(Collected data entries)
PR #1491, opened 2022-05-22
Static model

JKL98ISR:


deepchecks/tabular/context.py
```diff
@@ -102,7 +196,23 @@ def __init__(self,
         if features_importance is not None:
             if not isinstance(features_importance, pd.Series):
                 raise DeepchecksValueError('features_importance must be a pandas Series')
-
+        # TODO: a little trickery
```
JKL98ISR, line 199: ignore that block it is for my testing

deepchecks/tabular/context.py
```diff
@@ -30,6 +32,106 @@
 ]
 
 
+class _FakeModel:
+    """Contains all the data + properties the user has passed to a check/suite, and validates it seamlessly.
+
+    Parameters
+    ----------
+    train :Dataset
```
ItayGabbay, line 40:
```suggestion
    train: Dataset
```

deepchecks/tabular/context.py
```diff
@@ -30,6 +32,106 @@
...
+        if dataset_kind == DatasetKind.TRAIN:
+            return self.train
+        if dataset_kind == DatasetKind.TEST:
+            return self.test
+        raise DeepchecksValueError(f'Unexpected dataset kind {dataset_kind}')
+
+    def _validate_data(self, data: pd.DataFrame, dataset_kind: DatasetKind):
+        sub_index = list(data.index)[:10]
+        return (data.loc[sub_index].fillna('nan') == \
+            self._get_dataset(dataset_kind).loc[sub_index].fillna('nan')).all().all()
```
ItayGabbay, line 110: I didn't like it

deepchecks/tabular/context.py
```diff
@@ -102,7 +208,23 @@ def __init__(self,
...
+                y_proba_test = model.predict_proba(test.features_columns)
+        if model is not None and hasattr(model, 'predict'):
+            if train is not None:
+                y_pred_train = model.predict(train.features_columns)
+            if test is not None:
+                y_pred_test = model.predict(test.features_columns)
+        model = None
+        # we do it after validation because the model we are creating isn't valid (we are always valid just not here)
+        if model is None and \
+            not pd.Series([y_pred_train, y_pred_test, y_proba_train, y_proba_test]).isna().all():
```
ItayGabbay, line 225: do we want to raise an exception here? if one of the arrays contains na?

deepchecks/tabular/context.py
```diff
@@ -30,16 +33,118 @@
...
+        self.ind_map = defaultdict(dict)
+
+        if train is not None and test is not None:
+            # check if datasets have same indexes
+            if set(train.data.index) & set(test.data.index):
+                train.data.index = map(lambda x: f'train-{x}', list(train.data.index))
+                test.data.index = map(lambda x: f'test-{x}', list(test.data.index))
+                warnings.warn('train and test datasets have common index - adding "train"/"test"'
+                              ' prefixes. To avoid that provide datasets with no common indexes '
+                              'or don\'t use the static predictions feature.')
```
noamzbr, line 77: As a user, I won't know what a "static prediction" is

deepchecks/tabular/context.py
```diff
@@ -30,16 +33,118 @@
...
+        if dataset_kind == DatasetKind.TEST:
+            return self.test
+        raise DeepchecksValueError(f'Unexpected dataset kind {dataset_kind}')
+
+    def _validate_data(self, data: pd.DataFrame, dataset_kind: DatasetKind):
+        sub_index = list(data.index)[:10]
+        return (data.loc[sub_index].fillna('nan') ==
+                self._get_dataset(dataset_kind).loc[sub_index].fillna('nan')).all().all()
+
+    def _get_dataset_kind(self, data: pd.DataFrame):
```
noamzbr, line 113: I have a slight concern that this constant computation of set intersection can become costly when the data is big, and we expect to do this a lot (every time we do predict on any dataset). 
Can we have something that will enable us not to do all this in case we get the whole dataset to predict on? I expect that a bit % of operations will be "just give me the predictions for the whole train/test".

deepchecks/tabular/context.py
```diff
@@ -30,16 +33,118 @@
...
+        Array of the model prediction probabilities over the test dataset.
+    """
+
+    train: pd.DataFrame
+    test: pd.DataFrame
+    ind_map: t.Dict[str, t.Dict[t.Any, int]]
+    y_pred: t.Dict[str, np.ndarray]
+    y_proba: t.Dict[str, np.ndarray]
+
+    def __init__(self,
```
noamzbr, line 61: Think that there should be input validation. Are the inputs ndarrays? are they of the right shape? are the proba values in [0, 1] and sum to 1 on each row? Does the n_cols in proba match the class idx we see in pred? Look in the vision classification data class validations for inspiration.

deepchecks/tabular/context.py
JKL98ISR: That is why it is a tiny sample

deepchecks/tabular/context.py
JKL98ISR: We validate in vision before the user does stuff for our format. Here he just sends ys what ge has

deepchecks/tabular/context.py
JKL98ISR: Can you offer another name?

deepchecks/tabular/context.py
noamzbr: But he still can send the wrong thing by mistake, and we should try to warn him if that the case (better than failing with  a cryptic message somewhere inside).
Can perhaps check how sklearn validates this stuff.

deepchecks/tabular/context.py
noamzbr: "Or pass the model object instead of the predictions"?

deepchecks/tabular/context.py
noamzbr: What is a tiny sample? Can you elaborate?

deepchecks/tabular/context.py
```diff
@@ -30,16 +33,118 @@
 ]
 
 
+class _DummyModel:
+    """Contains all the data + properties the user has passed to a check/suite, and validates it seamlessly.
```
matanper, line 37: Seems unrelated

deepchecks/tabular/context.py
```diff
@@ -30,16 +33,118 @@
...
+            self.predict_proba = self._predict_proba
+
+    def _get_dataset(self, dataset_kind: DatasetKind):
+        if dataset_kind == DatasetKind.TRAIN:
+            return self.train
+        if dataset_kind == DatasetKind.TEST:
+            return self.test
+        raise DeepchecksValueError(f'Unexpected dataset kind {dataset_kind}')
+
+    def _validate_data(self, data: pd.DataFrame, dataset_kind: DatasetKind):
```
matanper, line 108: what it does and why? (explain in the code)

deepchecks/tabular/context.py
```diff
@@ -30,16 +33,118 @@
...
+        sub_index = list(data.index)[:10]
+        return (data.loc[sub_index].fillna('nan') ==
+                self._get_dataset(dataset_kind).loc[sub_index].fillna('nan')).all().all()
+
+    def _get_dataset_kind(self, data: pd.DataFrame):
+        assert isinstance(data, pd.DataFrame)
+        if set(data.index).issubset(list(self.ind_map[DatasetKind.TRAIN].keys())):
```
matanper, line 115: why do it on all the indices? if they are exclusive you can just check the first index

deepchecks/tabular/context.py
```diff
@@ -30,16 +33,118 @@
...
+
+        if train is not None:
+            self.train = train.features_columns
+            for i, ind in enumerate(self.train.index):
+                self.ind_map[DatasetKind.TRAIN][ind] = i
+
+        if test is not None:
+            self.test = test.features_columns
+            for i, ind in enumerate(self.test.index):
+                self.ind_map[DatasetKind.TEST][ind] = i
```
matanper, line 87: why do you need to separate the map to train & test if the indices are mutually exclusive?

deepchecks/tabular/context.py
```diff
@@ -102,7 +219,11 @@ def __init__(self,
         if features_importance is not None:
             if not isinstance(features_importance, pd.Series):
                 raise DeepchecksValueError('features_importance must be a pandas Series')
-
+        # we do it after validation because the model we are creating isn't valid (we are always valid just not here)
```
matanper, line 222: >  we are creating isn't valid 

what's not valid about him?
>  (we are always valid just not here)

not sure what you mean

JKL98ISR: dummy model isn't of type base estimator so it will fail with our validation
"(we are always valid just not here)" this one I tried to be funny

deepchecks/tabular/context.py
JKL98ISR: what if they are not? what if the common index is at the middle?

deepchecks/tabular/context.py
JKL98ISR: because I need to know which indices belong to where to pick from the right prediction

deepchecks/tabular/context.py
JKL98ISR: ok it isn't needed

deepchecks/tabular/context.py
matanper: but there is no common index you validate it at the ctor

deepchecks/tabular/context.py
matanper: you are anyway mapping the indices why not just have a map of index to prediction?

matanper:
```
for index, prediction in zip(test.index, test_predictions):
   self.pred_map[index] = prediction
```

deepchecks/tabular/context.py
JKL98ISR: ctor?

deepchecks/tabular/context.py
JKL98ISR: explained

deepchecks/tabular/context.py
JKL98ISR: but then I can't validate the data

JKL98ISR: also it will make the prediction to be of type dataframe instead of numpy array (or like need to be aggregated)

matanper: what does it mean validate the data

matanper: and dataframe and numpy are very easy to convert between each other

JKL98ISR: it is but it makes the data preparation + returning harder
and i can't validate if the data is from the right dataset if I don't know which dataset it is

deepchecks/tabular/context.py
ItayGabbay: constructor

deepchecks/tabular/context.py
matanper: why do we need to validate that? can we just say that if the id is the same than the row is the same?

deepchecks/tabular/context.py
JKL98ISR: but it might be new data, I want to make sure

deepchecks/tabular/context.py
JKL98ISR: "row is the same" is the validation

JKL98ISR: row as in full row not index

deepchecks/tabular/context.py
```diff
@@ -27,16 +31,108 @@
...
+                predictions.append(pd.Series(dict(zip(train.data.index, y_pred_train))))
+                if y_proba_train is not None:
+                    ensure_predictions_proba(y_proba_train, y_pred_train)
+                    probas.append(pd.DataFrame(data=y_proba_train, index=train.data.index))
+
+        if test is not None:
+            if y_pred_test is not None:
+                ensure_predictions_shape(y_pred_test, test.data)
+                predictions.append(pd.Series(dict(zip(test.data.index, y_pred_test))))
+                if y_proba_train is not None:
```
matanper, line 93: typo: y_proba_test

deepchecks/tabular/context.py
noamzbr: I tend to agree with @matanper, matching 10 samples may not be fool-proof enough.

■ What you need to do:
Report each line of the records that holds the word "will".

■ Answer space:
Can we have something that will enable us not to do all this in case we get the whole dataset to predict on? I expect that a bit % of operations will be "just give me the predictions for the whole train/test".
JKL98ISR: dummy model isn't of type base estimator so it will fail with our validation
JKL98ISR: also it will make the prediction to be of type dataframe instead of numpy array (or like need to be aggregated)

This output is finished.